2. The method according to claim 1, wherein the i-times radar wave incidence simulation is performed by using a VV polarization mode to obtain a hot spot threshold α of the target object _vi Coating area S with wave-absorbing material _vi First mapping relation function S _vi ＝f _i (α _vi ) The method comprises the following steps:

3. The method according to claim 1, wherein the hot spot threshold α of the target object is obtained by performing i-times radar wave incidence simulation in the HH polarization mode _Hi Coating area S with wave-absorbing material _Hi Second mapping relation function S _Hi ＝h _i (α _Hi ) The method comprises the following steps:

4. The determination method according to claim 2 or 3, wherein i is 72, n ° is 5 °, and the frequency of the fixed band is 8GHz.

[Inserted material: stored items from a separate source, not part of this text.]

PR #416, opened 2022-12-02
Use original geometry for FDK redundancy weighting

twhitbread:
Following https://github.com/CERN/TIGRE/pull/415 I noticed another bug in FDK offset weighting. It may have been introduced by me in https://github.com/CERN/TIGRE/pull/415, or in the original PR https://github.com/CERN/TIGRE/pull/376.

The `redundancy_weighting` function was using the new `zgeo` structure that comes out of `zeropadding`, which means the detector offset is zero (so the weighting is turned off automatically) and `theta` was being calculated incorrectly anyway. I fixed this by passing in the original `geo` structure as an additional input for FDK only; for all other algorithms there is no zero-padding as far as I'm aware, so the correct `geo` structure is used.

Also fixed a weight bug in MLEM.

### DIFF
--- a/MATLAB/Algorithms/FDK.m
+++ b/MATLAB/Algorithms/FDK.m
@@ -46,12 +46,10 @@ geo.filter=filter;
 if dowang
     % Zero-padding to avoid FFT-induced aliasing %TODO: should't this be
     % for all cases, not just wang?
-    [zproj, zgeo] = zeropadding(proj, geo);
     % Preweighting using Wang function
-    proj=zproj.*redundancy_weighting(zgeo, geo);
-    % Replace original proj and geo
-    % proj = proj_w;
-    geo = zgeo;
+    proj=proj.*redundancy_weighting(geo);
+    [proj, geo] = zeropadding(proj, geo);
+
 end
 
 if size(geo.offDetector,2)==1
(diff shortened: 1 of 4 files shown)


AnderBiguri:
Thanks @twhitbread !
Is there a chance you can give me a geometry to reproduce the bug? The solution is correct but I may try to find a cleaner way of obtaining this behavior than passing 2 geos.

twhitbread:
Sure:

`angles = linspace(0, 2*pi, 101);`
`angles(end) = [];`
`geo = defaultGeometry('nVoxel', [128; 128; 128]);`
`geo.rotDetector = [0; 0; 0];`
`geo.offDetector(1) = 100;`

twhitbread:
I brought in recent changes from `master` and MLEM is failing. Will look for a solution and push to this branch if I can find one.

twhitbread:
The bug is in the computation of `W`. I think this is a mis-named variable: it's usually a forward-projection weight, but in MLEM it was computed by doing a back-projection (so more like V weight?). In the recent PR the code was replaced with the new `computeW` function, which does a forward-projection, so `W` is not the correct size, and we get an error on line 65 of MLEM.

AnderBiguri:
@twhitbread sure!

For reference (for me or you to fix), the `computeV` for MLEM is the same trace as SIRT, the same input params.

twhitbread:
@AnderBiguri using the line from SIRT changes the scale of the reconstruction quite a bit:

image

Is this a problem or are you happy with this?

AnderBiguri:
@twhitbread hum, I must have screwed this in some other way.... Certainly should not happen. I will investigate

PR #418, opened 2022-12-09
Updates to Nikon loader

pjb304:
Using the in built Nikon loader with a scan from Inspect-X 6.8 highlighted the fact that it now stores the calculated CoR in a different field in the .xtekct file, and the reconstructions generated were invalid.  Both issues are fixed in this PR.  The invalid reconstruction issue was due to difference in expected rotation direction.


AnderBiguri:
thanks @pjb304 !

For the sign on the angles: is this a new change in the latest versions of Nikon software, or you think this was wrong for all the cases?

Issue #430, opened 2023-03-04
numpy deprecated np.int in 1.24.0. Find a general solution


AnderBiguri:

tsadakane:
As mentioned in https://stackoverflow.com/questions/21851985/difference-between-np-int-np-int-int-and-np-int-t-in-cython ,
`numpy.int` is an alias for `int`.
```
>>> int is np.int
True
```
```
>>> a=np.int(0x1ffffffff)
>>> print(type(a))
<class 'int'>
<ipython-input-5-7743eb761769>:1: DeprecationWarning: `np.int` is a deprecated alias for the builtin `int`. To silence this warning, use `int` by itself. Doing this will not modify any behavior and is safe. When replacing `np.int`, you may wish to use e.g. `np.int64` or `np.int32` to specify the precision. If you wish to review your current use, check the release note link for additional information.
Deprecated in NumPy 1.20; for more details and guidance: https://numpy.org/devdocs/release/1.20.0-notes.html#deprecations
  a=np.int(0x1ffffffff)
```
I suggest replacing `numpy.int` with `int` as the warning says it does not modify any behaviour.

AnderBiguri:
@tsadakane fantastic, I assumed so, but I didn't do the proper checks. 

I will be busy with other things on the month of March, so TIGRE support will need to wait until April, but if anyone wants to tackle this I'd be happy to check PRs. Otherwise I will just do it in April :)

PR #443, opened 2023-05-16
Fixed np.int in iterative_recon_alg.py

Keyn34:
Minor fix to prevent deprecation-related errors from numpy (#430):

Using the Python installation of TIGRE raised the error:  `AttributeError: module numpy has no attribute int. np.int was a deprecated alias for the builtin int.` This happens while running demos and functions utilizing iterative_recon_alg. Changing `np.int` to `np.int32` fixes the issues, as proposed by the complete numpy error message:
```
AttributeError: module numpy has no attribute int.
np.int was a deprecated alias for the builtin int. To avoid this error in existing code, use int by itself. Doing this will not modify any behavior and is safe. When replacing np.int, you may wish to use e.g. np.int64 or np.int32 to specify the precision. If you wish to review your current use, check the release note link for additional information.
The aliases was originally deprecated in NumPy 1.20; for more details and guidance see the original release note at:
    https://numpy.org/devdocs/release/1.20.0-notes.html#deprecations.
```

This was the only remaining instance of `np.int` I could find.

### DIFF
--- a/Python/tigre/algorithms/iterative_recon_alg.py
+++ b/Python/tigre/algorithms/iterative_recon_alg.py
@@ -380,7 +380,7 @@ class IterativeReconAlg(object):
         :return: None
         """
 
-        ang_index = self.angle_index[iteration].astype(np.int)
+        ang_index = self.angle_index[iteration].astype(np.int32)
 
         self.res += (
             self.lmbda


AnderBiguri:
Thanks a lot :)

PR #476, opened 2023-08-11
Refactor python compilation

tsadakane:
* Made it easy to maintain the CUDA compatibility table
* Fixed the bug that cuda_version is always 11.0

## Test:
Run example.py successfuly
###  Test Environment:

5. The method for determining according to claim 1, wherein the determining the Pareto optimal solution set of the RCS values and the coated area through a multi-objective optimization algorithm comprises:

6. The method according to claim 5, wherein the constraint condition of the RCS value comprises: RCS value is less than or equal to 70 and alpha is less than or equal to 0 _vi Alpha is not less than 1 and not more than 0 _Hi ≤1。

7. The determination method according to claim 1, after determining the Pareto optimal solution set of the RCS values and the coated area through a multi-objective optimization algorithm, further comprising:

8. An apparatus for determining a coating area of a wave-absorbing material, comprising:

9. A computing device comprising a processor and a memory storing program instructions, wherein the processor is configured to carry out the method of determining a coated area of a wave-absorbing material according to any one of claims 1 to 7 when executing the program instructions.

10. A storage medium storing program instructions, wherein the program instructions when executed perform the method for determining a coated area of a wave-absorbing material according to any one of claims 1 to 7.